[email protected], le mar. 03 mars 2026 04:08:15 +0000, a ecrit:
> #### S-1: `_hurd_sigstate_delete` use-after-free (CRITICAL)
> 
> **Files**: `hurdsig.c:149-170` (delete), `hurdsig.c:1210-1226` (signal 
> delivery)
> 
> `_hurd_sigstate_delete` unlinks `ss` from the list under `_hurd_siglock`, then
> frees it **without acquiring `ss->lock`**. Meanwhile, the signal thread in
> `post_all_pending_signals` holds `ss->lock` (acquired during list traversal)
> but releases `_hurd_siglock` before calling `post_pending(ss, ...)`. A 
> concurrent
> `_hurd_sigstate_delete` will free `ss` while the signal thread still holds
> `ss->lock` and accesses `ss->pending`, `ss->thread`, etc.
> 
> **Impact**: Heap corruption, crash. A thread exiting during process-wide 
> signal
> delivery triggers this. This is the most likely cause of ext2fs deadlocks and
> random crashes under SMP load.

> #### H-1: `__pthread_kill` TOCTOU on `kernel_thread` (CRITICAL)
> 
> **File**: `sysdeps/hurd/htl/pt-kill.c:40-44`
> 
> ```c
> if (pthread->kernel_thread == MACH_PORT_DEAD)  // line 40: no lock
>     return 0;
> ss = _hurd_thread_sigstate (pthread->kernel_thread);  // line 44: race!
> ```
> 
> Between the check at line 40 and the use at line 44, the target thread can 
> exit,
> setting `kernel_thread = MACH_PORT_DEAD` and destroying the port. Thread A
> then passes a dead/recycled port to `_hurd_thread_sigstate`. No lock protects
> `kernel_thread`.
> 
> **Impact**: Use of dead Mach port, misrouted signals, potential crash. This 
> is a
> classic TOCTOU race that manifests readily on SMP.

> #### H-2: `kernel_thread` written with plain store (CRITICAL)
> 
> **File**: `sysdeps/mach/htl/pt-thread-terminate.c:61`
> 
> ```c
> thread->kernel_thread = MACH_PORT_DEAD;  // plain store, no barrier
> ```
> 
> No atomic operation, no memory barrier. Combined with H-1's unlocked read,
> this creates a data race. On x86 the store is atomic (aligned word), but
> there's no ordering guarantee that other fields (e.g., `nr_refs`) are visible
> before the `MACH_PORT_DEAD` sentinel is seen.

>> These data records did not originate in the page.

PR #4077, opened 2025-04-17
feat: change color of label on hovered and active state

michaelmkraus:
## Proposed changes

* change color of label on hovered and active state

## Types of changes

### DIFF
--- a/packages/components/src/styles/internal/_form-components.scss
+++ b/packages/components/src/styles/internal/_form-components.scss
@@ -428,6 +428,21 @@ $input-valid-types:
 	}
 }
 
+@mixin get-validity-color-check-label-color($state, $key: "valid") {
+	$variant: successful;
+
+	@if ($key != "valid") {
+		$variant: critical;
+	}
+
+	&:has(input:not([role="switch"])) {
+		&:is(label),
+		> label {
+			color: var(--db-#{$variant}-on-bg-basic-emphasis-100-#{$state});
+		}
+	}
+}
+
 // CHECKBOX & RADIO
 
 @mixin get-validity-color-check($key: "valid") {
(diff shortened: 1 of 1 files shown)


mfranzke (dismissed):

__snapshots__/tag/component/chromium/DBTag-should-be-a-radio-checked.png
mfranzke, line 1: these most likely result out of that within DB Tag the DB Radio component is being used:
https://github.com/db-ux-design-system/core-web/blob/feat-optimize-hover-data-inputs/packages/components/src/components/tag/tag.spec.tsx#L86-L105

mfranzke: https://github.com/db-ux-design-system/core-web/issues/4095

nmerget, line 1: This snapshot looks wrong ^.^

mfranzke: indeed.

mfranzke: > This snapshot looks wrong ^.^

-> https://github.com/db-ux-design-system/core-web/issues/4095

nmerget:
There are some additonal things: 

- You need to check the [disabled](https://github.com/db-ux-design-system/core-web/pull/4077/files) state the label is interactive
- The radio[checked] shouldn't be interactive, the label shouldn't be interactive as well for this

packages/components/src/styles/internal/_form-components.scss
```diff
@@ -428,6 +428,21 @@ $input-valid-types:
 	}
 }
 
+@mixin get-validity-color-check-label-color($state, $key: "valid") {
```
nmerget, line 431: Can we merge this with `get-validity-color-check`? There is a similar [selector](https://github.com/db-ux-design-system/core-web/pull/4077/files#diff-fc8ed644a470e8653bcb58e284747ce63f7ab258a112d921ab5605159aa41a8cR485-R490). Maybe we should change the complete `@mixin set-default-check-element` to use the `$selector` instead of `&:has(input:not([role="switch"]))`.

There is another `hover` & `pressed` function for the [input](https://github.com/db-ux-design-system/core-web/pull/4077/files#diff-fc8ed644a470e8653bcb58e284747ce63f7ab258a112d921ab5605159aa41a8cR581-R587) and for the disabled state. By rewriting the complete `set-default-check-element` we could save a lot of complexity. Just use hover pressed if not `$selector=switch` or `radio:checked` or `input:disabled`

mfranzke:
blocked by https://github.com/db-ux-design-system/core-web/pull/4096, which needs to get further developed first.

.prettierrc.json
mfranzke, line 1: what does this change have to do with the topic of this ticket ?

nmerget: https://github.com/db-ux-design-system/core-web/pull/4155

nmerget (approved):

packages/components/src/styles/internal/_form-components.scss
```diff
@@ -428,73 +428,55 @@ $input-valid-types:
...
+		);
+
 		&:is(label),
 		> label {
-			color: var(--db-#{$variant}-on-bg-basic-emphasis-80-default);
+			cursor: helpers.$cursor-pointer;
+		}
+
+		input {
+			cursor: helpers.$cursor-pointer;
```
mfranzke, line 466: @michaelmkraus how is this related to changing the color ?

Issue #4075, opened 2025-04-17
All labels are displayed some pixels off


mfranzke:
### Which generators are impacted?

- [x] All
- [ ] HTML
- [ ] React
- [ ] Angular
- [ ] Vue
- [ ] Web components
- [ ] Power Apps

### Reproduction case

All labels are displayed a little off, moved some pixels to the top. It's most likely related to the new font-family.

### Expected Behaviour

All labels would still get displayed vertically centered.

### Screenshots

![Image](https://github.com/user-attachments/assets/d694fe96-251b-4621-b986-74fe2c13c3a6)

> #### H-6: `__pthread_dealloc_finish` writes `terminated` outside lock (LOW on 
> x86)
> 
> **File**: `htl/pt-dealloc.c:72`
> 
> `terminated = TRUE` is written after the thread structure was added to the 
> free
> list (under `__pthread_free_threads_lock`). The store happens outside the lock
> scope, with no memory barrier. `__pthread_alloc` reads `terminated` under the
> lock but the happens-before relationship is broken. On x86 TSO this works; on
> weaker architectures, alloc could see stale `terminated == FALSE`.

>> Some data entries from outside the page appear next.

PR #4096, opened 2025-04-22
refactor: adapted native elements syntax from documentation

mfranzke:
## Proposed changes

documentation: https://design-system.deutschebahn.com/core-web/version/v2.0.2/components/data-display/tag/overview#

Resolves https://github.com/db-ux-design-system/core-web/issues/4095

## Types of changes


nmerget:
Both variants should work the same way. Based on the changes of the snapshots, we need to fix the distance between the check icon. Furthermore, we should test both variants at least for the component tests

mfranzke:
> Both variants should work the same way. Based on the changes of the snapshots, we need to fix the distance between the check icon. Furthermore, we should test both variants at least for the component tests

#discuss

PR #4098, opened 2025-04-23
fix: sass mixed-decls deprecation

nmerget:
## Proposed changes

- Add `--fatal-deprecation=mixed-decls` to force an error for sass, this allows the pipeline to fail if we use a deprecated feature
- fixed issues from `mixed-decls`

## Types of changes


mfranzke:
> Add `--fatal-deprecation=mixed-decls` to prevent warnings in sass

to my understanding, `--fatal-deprecation=mixed-decls` isn't about preventing/silencing warnings (`--silence-deprecation=mixed-decls` would be doing this, but we would not want to do this at all), but increase the output level from warning to error. So I see a mismatch in between the description and solution of this PR.

nmerget:
> > Add `--fatal-deprecation=mixed-decls` to prevent warnings in sass
> 
> @nmerget to my understanding, `--fatal-deprecation=mixed-decls` isn't about preventing/silencing warnings (`--silence-deprecation=mixed-decls` would be doing this, but we would not want to do this at all), but increase the output level from warning to error. So I see a mismatch in between the description and solution of this PR.

I updated the description

packages/foundations/scss/icons/_icon-helpers.scss
```diff
@@ -122,10 +122,6 @@ $default-icon-font-size: var(--db-icon-font-size, #{$default-icon-size-rem});
 }
 
 %icon {
-	@include icon-content($default-icon-content); // TODO: ONLY FOR data-icon
-	// Hiding icon from screenreaders
-	-webkit-alt: "";
-	alt: "";
```
mfranzke, line 128: why have these declarations been removed as well besides moving the other `@include` declaration?

nmerget: Why do we need them? I couldn't find any information about those on mdn

mfranzke: those are included for backwards-compatibility. In case that we don't want to use them anymore, let's remove them in a separate PR so that we could make this decision transparent, as it's not clear under the circumstances of this PR.

mfranzke: https://github.com/db-ux-design-system/core-web/commit/56d7892b9bf13ee56e705784e25e72ab7e516b8c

I was looking at such issue the other week, prompted by some race
conditions seen on thread termination.

The relation between a thread existing and ss has always been sketchy,
at least because htl used to be completely separate from the upstream
glibc.

One of the main blockers I see is that the liveness of ss is not
tied to the liveness of a pthread_t. We should migrate to making
the ss getting allocated by __pthread_thread_alloc and freed by
__pthread_thread_terminate, to keep coherency between the two, and
making sure that we don't leak resources. Notably, if one calls
_hurd_thread_sigstate on a thread that is terminating and has already
unregistered itself from the list of threads, _hurd_thread_sigstate will
allocate a new ss which will never be freed.

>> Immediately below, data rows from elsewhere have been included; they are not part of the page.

PR #4136, opened 2025-04-30
fix: issue with select for angular not using initial value

### LINKED ISSUE #4076: db-select initial value not set (DB UX 2.0.0)

- [ ] All
- [ ] HTML
- [ ] React
- [x] Angular
- [ ] Vue
- [ ] Web components
- [ ] Power Apps

### Reproduction case

With the new release of DB UX 2.0.0 the db-select component no longer displays the initial value and remains empty after the site has finished loading.

Image

If the value is set after the view is initialised (for example with `AfterViewInit`) the initial value is displayed correctly.

### Expected Behaviour

The initial value of the db-select component should be displayd without explicitly setting the value after the view is initialized.

### Screenshots

_No response_

### Browser version

Chrome

_No response_

nmerget:
## Proposed changes

closes #4076

## Types of changes

### DIFF
--- a/packages/components/scripts/post-build/components.ts
+++ b/packages/components/scripts/post-build/components.ts
@@ -222,11 +222,19 @@ export const getComponents = (): Component[] => [
 			}
 		}
 	},
-
 	{
 		name: 'select',
 		overwrites: {
-			angular: [{ from: '<HTMLElement>', to: '<HTMLSelectElement>' }],
+			angular: [
+				{ from: '<HTMLElement>', to: '<HTMLSelectElement>' },
+				// We can move this to onMount with useTarget after https://github.com/BuilderIO/mitosis/pull/1750 is merged
+				{
+					from: 'ngAfterViewInit() {',
+					to:
+						'ngAfterViewInit() {\n' +
+						'\t  this.writeValue(this.value());'
+				}
+			],
 			react: [
 				// React not allowing selected for options
 				{ from: 'selected={option.selected}', to: '' },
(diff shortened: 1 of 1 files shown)


packages/components/scripts/post-build/components.ts
```diff
@@ -222,11 +222,19 @@ export const getComponents = (): Component[] => [
...
 		}
 	},
-
 	{
 		name: 'select',
 		overwrites: {
-			angular: [{ from: '<HTMLElement>', to: '<HTMLSelectElement>' }],
+			angular: [
+				{ from: '<HTMLElement>', to: '<HTMLSelectElement>' },
+				// TODO: We can move this to onMount with useTarget after https://github.com/BuilderIO/mitosis/pull/1750 is merged
```
mfranzke, line 230: We can move this to onMount with useTarget after https://github.com/BuilderIO/mitosis/pull/1750 is merged

packages/components/scripts/post-build/components.ts
```diff
@@ -222,11 +222,19 @@ export const getComponents = (): Component[] => [
...
+				{
+					from: 'ngAfterViewInit() {',
+					to:
+						'ngAfterViewInit() {\n' +
+						'\t  this.writeValue(this.value());'
+				}
```
mfranzke, line 236: We can move this to onMount with useTarget after https://github.com/BuilderIO/mitosis/pull/1750 is merged

mfranzke (approved):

Along the path, we should use the thread->nr_refs reference counter in
functions that manipulate a pthread_t. For instance, in __pthread_kill,
we want __pthread_getid to take a reference so the thread structure
stays there, as well as the ss, until we are finished with it.

I have added that as todo on the contributing page.